GIVEN RECORDS START

Issue #1168, opened 2025-08-27
Bash or ZSH?


hyprhex:
What do you like to use more?  Which one is more customized and updated?

ferrao:
`zsh` allows me to install [fish-like autosuggestions](https://github.com/zsh-users/zsh-autosuggestions), which is the only thing that I actually miss on the `bash` + `starship` combo.

ramtinJ95:
You can get highlighting and autosuggestions just like zsh/fish with ble.sh, check it out!

hyprhex:
Yeah, zsh is amazing. I wish @dhh could make it a default one with omzsh, or the powerlevel10k themes

lbonvarl:
Despite the warnings of limited support, try this one out: https://github.com/romkatv/zsh4humans. Way better in performance than omyzsh and excellent default config. See this: I have bash in its standard starship config and zsh with zsh4humans as my new standard shell (changed just via chsh). tested on an old HP6200 with i7 2600 and SSD.

```
❯ hyperfine "bash -l"
Benchmark 1: bash -l
  Time (mean ± σ):      62.0 ms ±  12.9 ms    [User: 37.0 ms, System: 33.2 ms]
  Range (min … max):    55.5 ms … 121.4 ms    24 runs

  Warning: The first benchmarking run for this command was significantly slower than the rest (121.4 ms). This could be caused by (filesystem) caches that were not filled until after the first run. You should consider using the '--warmup' option to fill those caches before the actual benchmark. Alternatively, use the '--prepare' option to clear the caches before each timing run.

❯ hyperfine "zsh -l"
Benchmark 1: zsh -l
  Time (mean ± σ):       1.8 ms ±   0.5 ms    [User: 1.0 ms, System: 0.8 ms]
  Range (min … max):     0.8 ms …   3.6 ms    1153 runs

  Warning: Command took less than 5 ms to complete. Note that the results might be inaccurate because hyperfine can not calibrate the shell startup time much more precise than this limit. You can try to use the `-N`/`--shell=none` option to disable the shell completely.
```

diogoodev:
> `zsh` allows me to install [fish-like autosuggestions](https://github.com/zsh-users/zsh-autosuggestions), which is the only thing that I actually miss on the `bash` + `Starship` combo.

I used Fish for a while, but about a month ago I migrated to Bash. Now I’m using ble.sh together with bash-completion, and I’m pretty satisfied with this setup.

[...]

PR #1907, opened 2025-09-23
Prompt user to choose shell during installation

vyrx-dev:
# Choose Shell 
- Automatically installs the selected shell if not already present.
- omarchy-meny > Setup > Shell

https://github.com/user-attachments/assets/835b97dd-71a0-4826-bea8-4b1659054ceb

### DIFF
--- a/bin/omarchy-choose-shell
+++ b/bin/omarchy-choose-shell
@@ -57,7 +57,3 @@ case $choice in
   exit 1
   ;;
 esac
-  echo "Invalid choice. Please try again."
-  exit 1
-  ;;
-esac
--- a/bin/omarchy-choose-shell
+++ b/bin/omarchy-choose-shell
@@ -1,8 +1,8 @@
 #!/usr/bin/env bash
 
 BOLD='\e[1m'
-GREEN='\e[92m'
 YELLOW='\e[93m'
+GREEN='\e[92m'
 RESET='\e[0m'
 
 print_info() {
@@ -21,34 +21,28 @@ install_shell() {
   fi
 }
 
-print_info "Choose your user's default shell:"
-echo "1. bash"
-echo "2. fish"
-echo "3. zsh"
-echo "4. quit"
+shell=$(gum choose --height 5 --header "Choose your usdefault shell" bash fish zsh quit)
 
-read -p "Enter the number of your preferred shell: " choice
-
-case $choice in
-1)
+case $shell in
+bash)
   install_shell bash
   chsh -s "$(command -v bash)"
   print_choice "Shell choice: bash"
   printf '%s\n' "If default shell was changed, you will need to logout and log back in for change to take effect."
   ;;
-2)
+fish)
   install_shell fish
   chsh -s "$(command -v fish)"
   print_choice "Shell choice: fish"
   printf '%s\n' "If default shell was changed, you will need to logout and log back in for change to take effect."
   ;;
-3)
+zsh)
   install_shell zsh
   chsh -s "$(command -v zsh)"
   print_choice "Shell choice: zsh"
   printf '%s\n' "If default shell was changed, you will need to logout and log back in for change to take effect."
   ;;
-4)
+quit)
   echo "User has chosen to quit program."
   exit 1
   ;;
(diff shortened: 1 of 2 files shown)


vyrx-dev:
Solves issue #1168

woopstar:
There are defaults for bash located here:

https://github.com/basecamp/omarchy/tree/master/default/bash

Should we have the same for the other shell options?

vyrx-dev:
> There are defaults for bash located here:
> 
> https://github.com/basecamp/omarchy/tree/master/default/bash
> 
> Should we have the same for the other shell options?

Ohhh yes, I completely missed that 😅 and as far as I know, there aren't any for the other shells right now.

woopstar:
> there aren't any for the other shells right now.

Which should then be created, so the implementation equals giving the shell more or less.

bin/omarchy-choose-shell
```diff
@@ -0,0 +1,68 @@
...
+}
+
+install_shell() {
+  shell=$1
+  if ! command -v "$shell" >/dev/null 2>&1; then
+    print_info "$shell not found. Installing..."
+    if command -v pacman >/dev/null 2>&1; then
+      sudo pacman -S --noconfirm "$shell"
+    elif command -v apt-get >/dev/null 2>&1; then
+      sudo apt-get update && sudo apt-get install -y "$shell"
```
abenz1267: why pollute this with non-arch package managers?

vyrx-dev: Should I remove it?

abenz1267: IMO yes. Omarchy is meant to be run on Arch, so there's no point in checking for other distro's package managers.

woopstar: Agreed. This is Arch only.

One could argue to use Yay instead of pacman, but remove apt-get

vyrx-dev: Done ✅

dhh:
Appreciate the idea, but we have a bunch of ties on bash that would break with this. So this PR isn't usable in its current form. And I'm not interested in maintaining any big changes to accommodate radically different shells, like fish or nushell. Happy to explore zsh as a direct extension to bash, though.

ctrl-alt-adrian:
> Appreciate the idea, but we have a bunch of ties on bash that would break with this. So this PR isn't usable in its current form. And I'm not interested in maintaining any big changes to accommodate radically different shells, like fish or nushell. Happy to explore zsh as a direct extension to bash, though.

Adding support for zsh would be big.

woopstar:
`bin/omarchy-choose-shell` is not executable in the PR. It needs a chmod +x

vyrx-dev:
> `bin/omarchy-choose-shell` is not executable in the PR. It needs a chmod +x

Is there a way to avoid needing chmod +x here? I saw the other scripts in bin don’t need it, so I’m trying to figure out what’s different with this one.

woopstar:
> Is there a way to avoid needing chmod +x here? I saw the other scripts in bin don’t need it, so I’m trying to figure out what’s different with this one.

I see them as executable. But another option is to modify the $cmd in this file:

https://github.com/basecamp/omarchy/blob/6e75222d8f88678061309bfcf108a708f10b8a18/bin/omarchy-launch-floating-terminal-with-presentation#L4C98-L4C102

To use a specific shell to launch applications, but I prefer not to take that approach. I think the best approach is to ensure that all bins are executable. We could make a script that takes care of that and runs on update.

pixincreate:
hey, i recently opened [this](https://github.com/basecamp/omarchy/discussions/1728) discussion where i added startship preset management with a state parameter to my configs. have been thinking of raising a pr adding support for omarchy. the thing is, transient prompt is well supported in zsh but not in bash. would love to see zsh being an option in omarchy.

edit: https://github.com/basecamp/omarchy/pull/2013

dhh:
Going to close this out, as the only path forward I'm currently looking to consider is switching to zsh. We're not going to build everything around whatever-shell-you'd-like. That remains a DIY adventure.

ktaraszk:
> Going to close this out, as the only path forward I'm currently looking to consider is switching to zsh. We're not going to build everything around whatever-shell-you'd-like. That remains a DIY adventure.

Whaat? Haven't you guys heard about shebang? Just use `#!/bin/bash` at every script that requires bash to work...

crmne:
Hey y'all. If you want to use Fish with Omarchy, I replicated @dhh's bash config here: https://github.com/crmne/omafish

Just install that.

GIVEN RECORDS END

= TASK =
Every record listed above needs to be written out again exactly.

= ANSWER TO THE PROBLEM =
Issue #1168, opened 2025-08-27
Bash or ZSH?


hyprhex:
What do you like to use more?  Which one is more customized and updated?

ferrao:
`zsh` allows me to install [fish-like autosuggestions](https://github.com/zsh-users/zsh-autosuggestions), which is the only thing that I actually miss on the `bash` + `starship` combo.

ramtinJ95:
You can get highlighting and autosuggestions just like zsh/fish with ble.sh, check it out!

hyprhex:
Yeah, zsh is amazing. I wish @dhh could make it a default one with omzsh, or the powerlevel10k themes

lbonvarl:
Despite the warnings of limited support, try this one out: https://github.com/romkatv/zsh4humans. Way better in performance than omyzsh and excellent default config. See this: I have bash in its standard starship config and zsh with zsh4humans as my new standard shell (changed just via chsh). tested on an old HP6200 with i7 2600 and SSD.

```
❯ hyperfine "bash -l"
Benchmark 1: bash -l
  Time (mean ± σ):      62.0 ms ±  12.9 ms    [User: 37.0 ms, System: 33.2 ms]
  Range (min … max):    55.5 ms … 121.4 ms    24 runs

  Warning: The first benchmarking run for this command was significantly slower than the rest (121.4 ms). This could be caused by (filesystem) caches that were not filled until after the first run. You should consider using the '--warmup' option to fill those caches before the actual benchmark. Alternatively, use the '--prepare' option to clear the caches before each timing run.

❯ hyperfine "zsh -l"
Benchmark 1: zsh -l
  Time (mean ± σ):       1.8 ms ±   0.5 ms    [User: 1.0 ms, System: 0.8 ms]
  Range (min … max):     0.8 ms …   3.6 ms    1153 runs

  Warning: Command took less than 5 ms to complete. Note that the results might be inaccurate because hyperfine can not calibrate the shell startup time much more precise than this limit. You can try to use the `-N`/`--shell=none` option to disable the shell completely.
```

diogoodev:
> `zsh` allows me to install [fish-like autosuggestions](https://github.com/zsh-users/zsh-autosuggestions), which is the only thing that I actually miss on the `bash` + `Starship` combo.

I used Fish for a while, but about a month ago I migrated to Bash. Now I’m using ble.sh together with bash-completion, and I’m pretty satisfied with this setup.

[...]

PR #1907, opened 2025-09-23
Prompt user to choose shell during installation

vyrx-dev:
# Choose Shell 
- Automatically installs the selected shell if not already present.
- omarchy-meny > Setup > Shell

https://github.com/user-attachments/assets/835b97dd-71a0-4826-bea8-4b1659054ceb

### DIFF
--- a/bin/omarchy-choose-shell
+++ b/bin/omarchy-choose-shell
@@ -57,7 +57,3 @@ case $choice in
   exit 1
   ;;
 esac
-  echo "Invalid choice. Please try again."
-  exit 1
-  ;;
-esac
--- a/bin/omarchy-choose-shell
+++ b/bin/omarchy-choose-shell
@@ -1,8 +1,8 @@
 #!/usr/bin/env bash
 
 BOLD='\e[1m'
-GREEN='\e[92m'
 YELLOW='\e[93m'
+GREEN='\e[92m'
 RESET='\e[0m'
 
 print_info() {
@@ -21,34 +21,28 @@ install_shell() {
   fi
 }
 
-print_info "Choose your user's default shell:"
-echo "1. bash"
-echo "2. fish"
-echo "3. zsh"
-echo "4. quit"
+shell=$(gum choose --height 5 --header "Choose your usdefault shell" bash fish zsh quit)
 
-read -p "Enter the number of your preferred shell: " choice
-
-case $choice in
-1)
+case $shell in
+bash)
   install_shell bash
   chsh -s "$(command -v bash)"
   print_choice "Shell choice: bash"
   printf '%s\n' "If default shell was changed, you will need to logout and log back in for change to take effect."
   ;;
-2)
+fish)
   install_shell fish
   chsh -s "$(command -v fish)"
   print_choice "Shell choice: fish"
   printf '%s\n' "If default shell was changed, you will need to logout and log back in for change to take effect."
   ;;
-3)
+zsh)
   install_shell zsh
   chsh -s "$(command -v zsh)"
   print_choice "Shell choice: zsh"
   printf '%s\n' "If default shell was changed, you will need to logout and log back in for change to take effect."
   ;;
-4)
+quit)
   echo "User has chosen to quit program."
   exit 1
   ;;
(diff shortened: 1 of 2 files shown)


vyrx-dev:
Solves issue #1168

woopstar:
There are defaults for bash located here:

https://github.com/basecamp/omarchy/tree/master/default/bash

Should we have the same for the other shell options?

vyrx-dev:
> There are defaults for bash located here:
> 
> https://github.com/basecamp/omarchy/tree/master/default/bash
> 
> Should we have the same for the other shell options?

Ohhh yes, I completely missed that 😅 and as far as I know, there aren't any for the other shells right now.

woopstar:
> there aren't any for the other shells right now.

Which should then be created, so the implementation equals giving the shell more or less.

bin/omarchy-choose-shell
```diff
@@ -0,0 +1,68 @@
...
+}
+
+install_shell() {
+  shell=$1
+  if ! command -v "$shell" >/dev/null 2>&1; then
+    print_info "$shell not found. Installing..."
+    if command -v pacman >/dev/null 2>&1; then
+      sudo pacman -S --noconfirm "$shell"
+    elif command -v apt-get >/dev/null 2>&1; then
+      sudo apt-get update && sudo apt-get install -y "$shell"
```
abenz1267: why pollute this with non-arch package managers?

vyrx-dev: Should I remove it?

abenz1267: IMO yes. Omarchy is meant to be run on Arch, so there's no point in checking for other distro's package managers.

woopstar: Agreed. This is Arch only.

One could argue to use Yay instead of pacman, but remove apt-get

vyrx-dev: Done ✅

dhh:
Appreciate the idea, but we have a bunch of ties on bash that would break with this. So this PR isn't usable in its current form. And I'm not interested in maintaining any big changes to accommodate radically different shells, like fish or nushell. Happy to explore zsh as a direct extension to bash, though.

ctrl-alt-adrian:
> Appreciate the idea, but we have a bunch of ties on bash that would break with this. So this PR isn't usable in its current form. And I'm not interested in maintaining any big changes to accommodate radically different shells, like fish or nushell. Happy to explore zsh as a direct extension to bash, though.

Adding support for zsh would be big.

woopstar:
`bin/omarchy-choose-shell` is not executable in the PR. It needs a chmod +x

vyrx-dev:
> `bin/omarchy-choose-shell` is not executable in the PR. It needs a chmod +x

Is there a way to avoid needing chmod +x here? I saw the other scripts in bin don’t need it, so I’m trying to figure out what’s different with this one.

woopstar:
> Is there a way to avoid needing chmod +x here? I saw the other scripts in bin don’t need it, so I’m trying to figure out what’s different with this one.

I see them as executable. But another option is to modify the $cmd in this file:

https://github.com/basecamp/omarchy/blob/6e75222d8f88678061309bfcf108a708f10b8a18/bin/omarchy-launch-floating-terminal-with-presentation#L4C98-L4C102

To use a specific shell to launch applications, but I prefer not to take that approach. I think the best approach is to ensure that all bins are executable. We could make a script that takes care of that and runs on update.

pixincreate:
hey, i recently opened [this](https://github.com/basecamp/omarchy/discussions/1728) discussion where i added startship preset management with a state parameter to my configs. have been thinking of raising a pr adding support for omarchy. the thing is, transient prompt is well supported in zsh but not in bash. would love to see zsh being an option in omarchy.

edit: https://github.com/basecamp/omarchy/pull/2013

dhh:
Going to close this out, as the only path forward I'm currently looking to consider is switching to zsh. We're not going to build everything around whatever-shell-you'd-like. That remains a DIY adventure.

ktaraszk:
> Going to close this out, as the only path forward I'm currently looking to consider is switching to zsh. We're not going to build everything around whatever-shell-you'd-like. That remains a DIY adventure.

Whaat? Haven't you guys heard about shebang? Just use `#!/bin/bash` at every script that requires bash to work...

crmne:
Hey y'all. If you want to use Fish with Omarchy, I replicated @dhh's bash config here: https://github.com/crmne/omafish

Just install that.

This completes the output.